Is there a general guide to Julia's PDE solving utilities based on the properties of the PDE in question?

As I continue my foray into Julia, I’d like to apply it more directly to my research by utilizing its PDE-solving capabilities to solve the radial Schrodinger equation for one and two-electron systems, with an eye towards eventually replacing more of my inherited Fortran code, which, while functional, is also horribly documented and a pain to maintain and extend. If Julia can provide comparable performance while being much easier to use and modify, that would be amazing. The only difficulty is that there’s a lot of options for PDE solvers in Julia, and it’s not clear from their overviews which ones will be appropriate or performant for my problems. I would like to figure that out before committing to learning a particular solver package and its interface. For reference (though I emphasize that I’m more interested in guidance than a straight “just use this” answer), the radial Schrodinger equation for hydrogen is:

(-\frac{1}{2} \frac{d^2}{dr^2} + \frac{l(l+1)}{2r^2} - \frac{1}{r})u_{nl}(r) = E_n u_{nl}(r)

That’s an ODE, of course (and specifically an eigenvalue problem), but it quickly becomes a PDE if you add a second particle (so you have r_1 and r_2) and/or a time-dependent potential (which adds V(r, t) to the left-hand side and replaces the E_n on the right-hand side with i\frac{\partial}{\partial t}. (Fussy details for those who care: this is in atomic units, I’m ignoring the reduced mass, and the method I would try for say, helium is expanding the angular solution in bipolar spherical harmonics and solving the radial equation for a number of the resulting partial waves). Anyways, if there’s a guide (either specifically for Julia or just in general) for matching the characteristics of a given PDE problem to a particular kind of solution method, please let me know.

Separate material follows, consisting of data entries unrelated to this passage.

PR #1359, opened 2015-04-24
Stop using jsunit extensions

dchambers:
This pull-request does not change any functionality, but reduces our dependence on the `jstestdriverextensions` and `jsunitextensions` libraries where this wasn't actually needed.


dchambers:
If you're dev reviewing you may want to use `?w=1` as my Atom settings at the time were set to 'fix' whitespace.

PR #1361, opened 2015-04-27
accepting 'y' as the default stats plugin answer and adding more tests

andyberry88:
- 'y' is now the default stats plugin answer if no input is provided and adding some more tests around that area of the code


thanhc:
@andyberry88 when running a clean assemble, the brjs.conf is being created with allowAnonymousStats: false.

andyberry88:
@thanhc our build uses the 'no-stats' flag to disable the stats. If you build it using distZip and run a command using the built zip you should see the question asked when BRJS is first run.

PR #1363, opened 2015-04-27
Clock refactoring

ioanalianabalas:
Clock refactoring for stopping breaking Jasmine.

Created the separate Clock class in order to separate it from jsunitextension.

We also added methods for installing and uninstalling the Clock prior to and after use, as well as corresponding tests.


brjs-sdk/sdk/libs/javascript/jsunitextensions/Clock.js
```diff
@@ -0,0 +1,114 @@
...
+				runAtMillis: Clock.nowMillis + millis,
+				funcToCall: funcToCall,
+				recurring: recurring,
+				timeoutKey: timeoutKey,
+				millis: millis
+		};
+};
+
+ClockClass.prototype._verifyInstalled = function() {
+	if(!this.installed) throw new Error("Clock can no longer be used until you've installed it. You should install it in your set-up method, and uninstall it in your tear-down method.");
```
andyberry88: I'm not sure saying "can no longer be used" is quite right. I'd suggest changing this to "Clock cannot be used until you've installed it".

ioanalianabalas:
@andyberry88, thank you for your feedback. I have now updated the error message,

andyberry88:
:+1:

PR #1368, opened 2015-04-30
minor changes to embedded html templates

andyberry88:
- renaming the tag handler
- no longer wrapping the templates in a div incase it's used in the `<head>`
- adding a style tag so templates are inivisible if they are loaded before the CSS


dchambers:
Dev reviewed :+1:

PR #1369, opened 2015-05-02
Cleanup templates

janhancic:
Fix code style in templates so that they conform to the Caplin JS style guide.

Also use the correct way of requiring service in CJS.


ioanalianabalas:
Dev reviewed :+1:

PR #1371, opened 2015-05-06
New bundle path in tests

### LINKED ISSUE #1364: use the new form of bundle paths in tests
we're still using the legacy `<type>.bundle` style bundle paths in tests which sets a bad example. we should change all tests (including example apps) to use the new `bundle.<type>` format (e.g. `bundle.html`, `bundle.xml` etc).

andyberry88:
Fixes #1364.

- replacing the old legacy `xyz.bundle` with `bundle.xyz` format.
- **this is a breaking change** as the JSTD XML and HTML resource services both automatically request the bundles and the URL has now changed. I tried to make it backwards compatible by falling back to the legacy bundle URL but the way JSTD behaves when running multiple test suites made the behaviour nondeterministic, it was also much slower. Because of the backwards breaking change for XML and HTML I've also removed the legacy behaviour for all bundles and removed the dead code in the bundle file creator.

This change will mean instances of the following in all `JSTestDriver.conf` files must change:

```
bundles/xml.bundle -> bundles/bundle.xml OR bundles/xml/bundle.xml
bundles/html.bundle -> bundles/bundle.html OR bundles/html/bundle.html
bundles/js.bundle -> bundles/bundle.js OR bundles/js/dev/<minification-level>/bundle.js
bundles/css.bundle -> bundles/bundle.css OR bundles/css/<theme>/bundle.css
bundles/i18n.bundle -> bundles/i18n/en.js OR bundles/i18n/<locale>.js
```

I've included both the logical path that's replaced each legacy path. These translate to real content paths and the content paths can be used instead, so the format for bundle paths is `bundles/<content-path>. This isn't added in this PR, it's something that's been supported for a while.


dchambers:
Added the `4 - ReadyForTest` label as we have another breaking change that we definitely do want to release (also involving mandatory changes to `jsTestDriver.conf`), and so this becomes as a good a time as we're ever going to have for introducing this breaking change.

brjs-sdk/apps/it-app/login-aspect/test-unit/jsTestDriver.conf
```diff
@@ -3,7 +3,7 @@ basepath: .
 
 load:
   - bundles/i18n/en_i18n.bundle
```
thecapdan: this line is no longer supported and will throw an error

thecapdan:
This needs an extensive release note since it's a breaking change. Probably should include a copy of the table above (which was incorrect) should look like this:

```
bundles/xml/xml.bundle -> bundles/bundle.xml OR bundles/xml/bundle.xml
bundles/html/html.bundle -> bundles/bundle.html OR bundles/html/bundle.html
bundles/js/js.bundle -> bundles/bundle.js OR bundles/js/dev/<minification-level>/bundle.js
bundles/css/css.bundle -> bundles/bundle.css OR bundles/css/<theme>/bundle.css
bundles/i18n/i18n.bundle -> bundles/i18n/<locale>.js
bundles/i18n/<locale>_i18n.bundle -> bundles/i18n/<locale>.js
```

andyberry88:
See https://github.com/BladeRunnerJS/brjs/issues/1364#issuecomment-145802879.

PR #793, opened 2017-06-30
[openmmforcefields] 0.1.0 preview release

jchodera:
This adds conda-installable AMBER forcefields for OpenMM.


jchodera:
This package requires `openmm >= 7.2.0`, so I am building it in [`conda-dev-recipes`](https://github.com/omnia-md/conda-dev-recipes/pull/95) instead until we release the new OpenMM.

PR #796, opened 2017-07-07
Hotfix Bump OpenMMTools to 0.11.2

Lnaden:


Lnaden:
Merging this as the failure appears to be some new python/conda bug in windows 2.7, not sure why, but unrelated to this hotfix

PR #798, opened 2017-07-07
Pin Windows to Conda-build 2.1.17

### LINKED ISSUE #797: Conda-Build Fails on Win Py27
Windows Python 2.7 builds have started failing due to string + list concatenation failures, for... reasons!

Looks like Conda-build was updated on that platform + py version from 2.1.17 to 3.0.3. So API broke somewhere probably. 

This issue is to document and serve as a reminder to fix.

Lnaden:
Fixes #797
More of a work-around, but doing a full upgrade of conda-build may require much more work


Lnaden:
Window's build is passing now. Merging this to get the windows builds going again.

PR #802, opened 2017-07-19
Bumping DeepChem to 1.2.0

rbharath:
Updating version to latest DeepChem.

### DIFF
--- a/deepchem/meta.yaml
+++ b/deepchem/meta.yaml
@@ -1,10 +1,10 @@
 package:
   name: deepchem
-  version: "1.1.0"
+  version: "1.2.0"
 
 source:
     git_url: https://github.com/deepchem/deepchem.git
-    git_tag: 1.1.0
+    git_tag: 1.2.0
 
 build:
   number: 0


rbharath:
I'm seeing some mysterious errors on Travis. Does anybody have any thoughts on what's going on?

Lnaden:
Travis recently switched from Precise to Trusty as their default image, I'm guessing the update of `libc` is causing the problem. As to a fix... You may need to go look through the issues in the [tensorflow conda-forge feedstock](https://github.com/conda-forge/tensorflow-feedstock) to see if someone has looked into this problem. Their linux builds go through CircleCI as I understand though, so they may not know about this problem yet.

I could of course, be totally wrong on what is happening though.

lilleswing:
@Lnaden if you look carefully everything is actually getting built on a docker image 

``` bash
        docker run -e UPLOAD -e BINSTAR_TOKEN -e TRAVIS_PULL_REQUEST
            -t -i --rm -v `pwd`:/io jchodera/omnia-linux-anvil:texlive-amd30-cuda${CUDA_SHORT_VERSION}
            bash /io/devtools/docker-build.sh;
```

This docker image is running centos 6.9 with libc 2.12
``` bash
(root) [root@f896f82eea3c /]# cat /etc/centos-release
CentOS release 6.9 (Final)
(root) [root@f896f82eea3c /]# ldd --version
ldd (GNU libc) 2.12
```

CentOS 9 stopped getting full support in May 2017 -- we should switch the anvil over to CentOS 7 which has a newer glibc (Although I understand that might be a very large undertaking).  I don't see how we can make this work with the current setup.

Lnaden:
Right, the libc in the docker image would be the one used, not the travis image.

We actually will continue using the CentOS6 since our docker image is actually an extension of the `conda-forge` one, one that I personally spent quite a while getting up and running. As we are trying to move packages to conda-forge anyways, we want to stay as in-sync with them as we can. Also, Cent 6 EOL wont be until Nov 2020 anyways, so we have time that it will still be supported.

The part I find odd is that the `tensorflow` package is coming from conda forge, where it successfully built on their docker image, of which ours is an extension. As such, I don't see how `libc` is actually causing a problem, which is why I am very confused as to what is happening here.

mpharrigan:
https://github.com/conda-forge/tensorflow-feedstock/issues/6

mpharrigan:
Maybe you could try installing tensorflow from the defaults channel? Perhaps the anaconda people have solved this problem

jchodera:
> conda-forge/tensorflow-feedstock#6

From that issue: "[This comment](https://github.com/scipy/scipy.org/pull/179#issuecomment-247179912) says that indeed tensorflow pulls in a numpy wheel somehow. So that's pretty badly broken."

Ouch. Maybe you can give the feedstock maintainers a hand sorting that mess out, @lilleswing?

PR #807, opened 2017-08-21
Bump Yank to 0.17.0

Lnaden:


Lnaden:
The error from here is due to Travis OSX timeout, not because tests fail. Because there are a few OSX builds which do succeed, this should be resolved with a few runs through the osx builds. Merging

PR #808, opened 2017-08-24
HMMLearn v0.2.0

cxhernandez:


jchodera:
For some reason, one of the python 3.6 win builds hung, but I don't think that's related. 
We can merge this PR if it's ready to go!

cxhernandez:
Finally!  After adjusting so many different things!

PR #810, opened 2017-08-31
Bump shiftx2 to v1.10

mpharrigan:


jchodera:
Since `shiftx` doesn't depend on `openmm` and `mdtraj` is migrating to `conda-forge`, what about moving this recipe to `conda-forge`?

mpharrigan:
mdtraj's *tests* still depend on openmm, so our CI will rely on the omnia channel for the foreseeable future. I'm just trying to fix a bizarre issue that shows up only on travis (https://github.com/mdtraj/mdtraj/pull/1292) with shiftx2

In general, I'm not well versed in chemical shift prediction and I don't want to be the maintainer of the shiftx recipe on conda-forge

mpharrigan:
the osx build timed out for an unknown reason. but this is linux only, so ok to merge?

jchodera:
Oh, sure!

mpharrigan:
gah this didn't actually build anything. probably because it can't figure out 1.10 > 1.9A due to lack of semver

mpharrigan:
```
Evaluating whether to build package /opt/conda/conda-bld/linux-64/shiftx2-1.10-py27_0.tar.bz2

Skipping /opt/conda/conda-bld/linux-64/shiftx2-1.10-py27_0.tar.bz2
```

PR #816, opened 2017-09-26
[openpathsampling] 0.9.3

dwhswenson:
[OpenPathSampling 0.9.3](https://github.com/openpathsampling/openpathsampling/releases/tag/v0.9.3)


dwhswenson:
Long time since the last OPS update, so I'm not sure what all has changed here. But I'm having some trouble here with the Linux build. I'm getting the error:

```
/io/devtools/docker-build.sh: line 9: /opt/conda/bin/conda: No such file or directory
```

Is this a problem with the Docker image? It seems to happen early in the build, so I assume it's nothing that's specific to our recipe.

Also, getting the Mac build to work required that I install with `--single-version-externally-managed` -- is this the right way to do this? Otherwise, it looked like it was having trouble finding requirements during install (even though requirements had already installed, and all are listed in the `meta.yml`).

Finally, I was having trouble with AppVeyor yesterday, but I think that problems either on their end or with Continuum (kept getting HTTP errors when trying to download conda packages).

Lnaden:
Thats odd. Its almost like its not executing the correct set of actions or pulling the wrong docker image, which also does not make sense based on the travis log. I restarted the travis build to see if it was just a glitch. It could also be your fork has not been updated from the main repo in a while, which would cause issues if the last sync was before mid March.

Sorry for not getting around to this sooner

Lnaden:
Seems to have been a glitch, if you're done making changing, I'll merge it if you cannot

dwhswenson:
Yep -- one of those weird glitches where as soon as someone else looks at it, the computer decides to behave itself.

And yes, this should be ready to merge. Thanks!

I would take Julia out of the picture for a moment — do you understand the different categories of methods for solving PDE problems and their pros and cons? Spectral methods, finite difference, finite elements, …?

Regardless of programming language, PDE solvers can’t really be treated as a black box — you need to learn something about how they work in order to choose and use them effectively.

I have a vague sense of different methods—finite difference is straightforward but low-resolution, spectral methods like grid-Fourier and grid-Legendre are global and thus dense grids are computationally expensive, and finite elements introduce more complexity to the setup, but let you use local basis functions with variable grids—but I don’t have a good read of “if PDE has x features, then choose y method.”